For CGT companies hoping to move into larger indications, this may be one of the most actionable lessons from Ocugen’s experience. Scientific innovation alone will not determine winners in the next phase of gene therapy. Companies must also demonstrate reproducibility, scalability, and long-term supply readiness.

A Shift Toward Gene-Agnostic Platforms

Another major theme from Gupta’s presentation was Ocugen’s focus on “modifier gene therapy,” a gene agnostic platform approach designed to address diseases driven by multiple mutations or pathways.

Traditional gene therapies have largely focused on replacing or correcting a single defective gene. But Gupta argued that approach becomes increasingly difficult in diseases involving hundreds or thousands of mutations. “In retinitis pigmentosa, there are many mutations implicated,” he said. “Creating one gene therapy at a time for 100 mutations is perhaps not the most feasible way to go.”

Instead, Ocugen’s platform uses a viral vector to deliver a nuclear hormone receptor intended to regulate broader disease pathways rather than targeting a single mutation.

For the CGT field, this represents an important strategic evolution. As companies pursue larger patient populations, mutation-specific therapies may become commercially and operationally unsustainable in some disease categories. Platform technologies capable of addressing multiple genetic variants at once could become increasingly attractive to regulators, payers, and clinicians.

Durability Remains the Commercial Differentiator

Throughout the presentation, Gupta repeatedly returned to one concept that continues to dominate discussions across gene therapy development. Durability.

“The ability to have durable responses is incredible,” he said.

For ophthalmology specifically, Ocugen is positioning one-time retinal injections as a meaningful alternative to chronic injection schedules currently required in diseases like geographic atrophy.

Gupta pointed to high discontinuation rates with current standards of care. “About 40 percent of patients drop off the current standard of care in a year and a half,” he said.

That treatment burden creates a major opening for durable gene therapies if companies can prove long term efficacy and safety.

Importantly, Gupta highlighted that Ocugen now has three-year durability data in retinitis pigmentosa. In a market increasingly scrutinized for long-term outcomes, that kind of follow up data becomes essential not only for regulators but also for physicians, investors, and payers.

The Broader Implications for CGT

What made Gupta’s presentation particularly compelling was that it reflected the maturation of the entire CGT industry. Several years ago, many companies focused almost exclusively on proving gene therapy could work in ultra rare diseases. Today, the conversation is changing. The field is beginning to ask harder questions around scalability, patient access, manufacturing economics, durability, and commercial sustainability.

Ocugen’s pipeline illustrates both the opportunity and the complexity of that transition. “The business case, the scientific case, the clinical case has to be really robust,” Gupta said.
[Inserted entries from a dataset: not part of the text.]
PR #11228, opened 2019-06-16
Free group plan subscription from a party/guild no longer gets cancelled after leaving a guild - fixes #11055

### LINKED ISSUE #11055: free Group Plan subscription from a Party should not be cancelled when leaving a Guild
If you have a free subscription because you are a member of a **Party** that has a Group Plan, leaving any Guild will cause your free subscription to be terminated. That should not happen. Your free subscription should remain for as long as you are a member of one or more Guilds/Party that still has an active Group Plan.

Whenever someone with a free subscription leaves a Guild or Party, there is code that is executed to check whether you're still in any other groups that have an active Group Plan (and if you are, your free subscription is not removed), but it's clearly not working for the case where the Group Plan is in a Party. It _might_ also not be working when the Group Plan is in a guild - that should be tested as part of the fix for this although I've seen no evidence that it's not working in that case. Below are pointers to parts of that code; the first one is in the `api.leaveGroup` route (`/api/v3/groups/:groupId/leave`):

https://github.com/HabitRPG/habitica/blob/ee20b1eea8d761f16ba6ba3aba715f3f89a2467f/website/server/controllers/api-v3/groups.js#L780-L783

https://github.com/HabitRPG/habitica/blob/ee20b1eea8d761f16ba6ba3aba715f3f89a2467f/website/server/models/user/methods.js#L392-L398

https://github.com/HabitRPG/habitica/blob/ee20b1eea8d761f16ba6ba3aba715f3f89a2467f/website/server/models/user/methods.js#L361-L372

https://github.com/HabitRPG/habitica/blob/ee20b1eea8d761f16ba6ba3aba715f3f89a2467f/website/server/models/user/methods.js#L42-L48

I've replicated this bug three times. I'm marking it as important priority for a fast fix.

If any contributors want to work on this, you should definitely post here first to say you're interested and wait for a response before you start. That's a good idea for any issue but it's especially important for this one because the staff might decide to fix it themselves - asking first will save your time if the staff haven't yet updated this issue.
In [Using Your Local Install to Modify Habitica%27s Website and API](https://habitica.fandom.com/wiki/Using_Your_Local_Install_to_Modify_Habitica%27s_Website_and_API), you can find information about how to add a free subscription from a Group Plan to any user, and how to add a Group Plan to a Guild or Party. 

Note that when testing this bug or the code that fixes it, it's important that your test user isn't in any Guilds that still have a Group Plan - if it is, that will likely ensure that your test user keeps its free subscription (that's what's supposed to happen).

_As a note for myself: After the fix for this goes live, the emails that are sent when your free Group Plan subscription is removed for any reason should be tested (either I'll test them myself or make a note somewhere for others to test them). The reason is that at the time you are affected by this bug, you receive an email saying that the leader of the Guild you just left has cancelled the Group Plan in that guild, which is clearly not correct in this situation. There might be other bugs that send you the wrong email when you lose your free subscription for legitimate reasons._

doublej89:

Fixes #11055

### Changes

If a user attempts to leave a guild, the code now checks whether that user is a member of at least one other group (party/guild) with an active group plan. If the check succeeds, the user's free subscription will not get cancelled. 

Previously, the buggy code would check if _all_ of the user's groups had a group plan. So if just _one_ of those groups did not have a group plan, the check would fail and the user's free subscription would get cancelled.

That doesn't happen anymore.

The fix was made by simply replacing the ```.every()``` with the ```.some()```  array method in the group membership checking function.

Tests have been added to ensure that when leaving a group a user doesn't have to worry about losing their free subscription as long as they are a member of at least one group plan.

An additional bug fix is in the code that handles cancelling group subscription for users. The code used to incorrectly check user membership in a group with a group plan using the query condition ```'purchased.plan.dateTerminated': null```. This would return not only groups that have a ```'purchased.plan.dateTerminated'``` field with ```null``` value, but also groups that don't have a ```'purchased.plan.dateTerminated'``` field.

To make sure the query only returns groups that have a  ```'purchased.plan.dateTerminated'``` field with ```null``` value, the query condition should be ```'purchased.plan.dateTerminated': { $type: 'null' }```. That was the fix.   

----
UUID: 
395c7c76-da35-4145-85dd-783bf753e3ea

### DIFF
--- a/package-lock.json
+++ b/package-lock.json
@@ -10753,14 +10753,12 @@
         "balanced-match": {
           "version": "1.0.0",
           "resolved": "https://registry.npmjs.org/balanced-match/-/balanced-match-1.0.0.tgz",
-          "integrity": "sha1-ibTRmasr7kneFk6gK4nORi1xt2c=",
-          "optional": true
+          "integrity": "sha1-ibTRmasr7kneFk6gK4nORi1xt2c="
         },
         "brace-expansion": {
           "version": "1.1.11",
           "resolved": "https://registry.npmjs.org/brace-expansion/-/brace-expansion-1.1.11.tgz",
           "integrity": "sha512-iCuPHDFgrHX7H2vEI/5xpz07zSHB00TpugqhmYtVmMO6518mCuRMoOYFldEBl0g187ufozdaHgWKcYFb61qGiA==",
-          "optional": true,
           "requires": {
             "balanced-match": "^1.0.0",
             "concat-map": "0.0.1"
@@ -10775,20 +10773,17 @@
         "code-point-at": {
           "version": "1.1.0",
           "resolved": "https://registry.npmjs.org/code-point-at/-/code-point-at-1.1.0.tgz",
-          "integrity": "sha1-DQcLTQQ6W+ozovGkDi7bPZpMz3c=",
-          "optional": true
+          "integrity": "sha1-DQcLTQQ6W+ozovGkDi7bPZpMz3c="
         },
         "concat-map": {
           "version": "0.0.1",
           "resolved": "https://registry.npmjs.org/concat-map/-/concat-map-0.0.1.tgz",
-          "integrity": "sha1-2Klr13/Wjfd5OnMDajug1UBdR3s=",
-          "optional": true
+          "integrity": "sha1-2Klr13/Wjfd5OnMDajug1UBdR3s="
         },
         "console-control-strings": {
           "version": "1.1.0",
           "resolved": "https://registry.npmjs.org/console-control-strings/-/console-control-strings-1.1.0.tgz",
-          "integrity": "sha1-PXz0Rk22RG6mRL9LOVB/mFEAjo4=",
-          "optional": true
+          "integrity": "sha1-PXz0Rk22RG6mRL9LOVB/mFEAjo4="
         },
         "core-util-is": {
           "version": "1.0.2",
@@ -10905,8 +10900,7 @@
         "inherits": {
           "version": "2.0.3",
           "resolved": "https://registry.npmjs.org/inherits/-/inherits-2.0.3.tgz",
-          "integrity": "sha1-Yzwsg+PaQqUC9SRmAiSA9CCCYd4=",
-          "optional": true
+          "integrity": "sha1-Yzwsg+PaQqUC9SRmAiSA9CCCYd4="
         },
         "ini": {
           "version": "1.3.5",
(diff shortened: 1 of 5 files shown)


paglias:
Hi @doublej89 and thanks for the PR! Sorry for the delay here but during this week I'll make sure to review it

paglias:
@doublej89 could you add some tests to make sure the functionality is working as intended? let me know if you need any help

doublej89:
@paglias Sorry for the delay as well! I've added some tests. Hope it helps. Let me know if more needs to be done.

Alys:
@doublej89  I've done some tests on my local install to compare the behaviour between `develop` and this PR and this is looking great! From everything I can see, you've fixed the bug described in https://github.com/HabitRPG/habitica/issues/11055. I appreciate that you've also made the code improvements I suggested in that issue - thank you!
Below is a quick-and-dirty description of the tests that I did and the results. If anyone wants me to provide more details about the tests, just ask.

I have not done a code review; the staff will do that.


Party has G.Plan
User is also a member of two guilds with no G.Plan
Leave one guild - `develop` & `PR 11228`: keep subscription (correct)
Leave your last guild - `develop`: lose subscription (bug); `PR 11228`: keep subscription (correct - **bug fixed**)

Party has G.Plan
Guild has G.Plan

That statement may ultimately define the next decade of CGT development. The companies that succeed will likely be those capable of integrating science, manufacturing, regulatory strategy, clinical execution, and commercialization from the beginning rather than treating them as separate stages.

For the broader industry, Gupta’s presentation served as a reminder that the next era of gene therapy will require a fundamentally different operating model than the first. The science may already be validated. Now the industry must prove it can scale.